■ EXERCISE: Each line below must be written out exactly as shown.

■ SUPPLIED ENTRIES:
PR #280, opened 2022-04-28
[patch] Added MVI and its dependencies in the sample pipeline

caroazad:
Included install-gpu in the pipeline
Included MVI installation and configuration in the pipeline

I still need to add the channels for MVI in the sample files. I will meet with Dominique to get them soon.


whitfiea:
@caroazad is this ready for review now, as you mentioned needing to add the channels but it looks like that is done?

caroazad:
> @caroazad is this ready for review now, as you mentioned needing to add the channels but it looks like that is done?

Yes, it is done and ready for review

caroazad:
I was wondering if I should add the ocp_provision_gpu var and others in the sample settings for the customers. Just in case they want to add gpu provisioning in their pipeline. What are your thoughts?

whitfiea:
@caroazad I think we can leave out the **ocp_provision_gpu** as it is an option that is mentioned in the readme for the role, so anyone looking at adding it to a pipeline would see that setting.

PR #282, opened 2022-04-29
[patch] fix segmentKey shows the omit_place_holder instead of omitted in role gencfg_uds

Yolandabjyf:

■ ANSWER BELOW:
PR #280, opened 2022-04-28
[patch] Added MVI and its dependencies in the sample pipeline

caroazad:
Included install-gpu in the pipeline
Included MVI installation and configuration in the pipeline

I still need to add the channels for MVI in the sample files. I will meet with Dominique to get them soon.


whitfiea:
@caroazad is this ready for review now, as you mentioned needing to add the channels but it looks like that is done?

caroazad:
> @caroazad is this ready for review now, as you mentioned needing to add the channels but it looks like that is done?

Yes, it is done and ready for review

caroazad:
I was wondering if I should add the ocp_provision_gpu var and others in the sample settings for the customers. Just in case they want to add gpu provisioning in their pipeline. What are your thoughts?

whitfiea:
@caroazad I think we can leave out the **ocp_provision_gpu** as it is an option that is mentioned in the readme for the role, so anyone looking at adding it to a pipeline would see that setting.

PR #282, opened 2022-04-29
[patch] fix segmentKey shows the omit_place_holder instead of omitted in role gencfg_uds

Yolandabjyf:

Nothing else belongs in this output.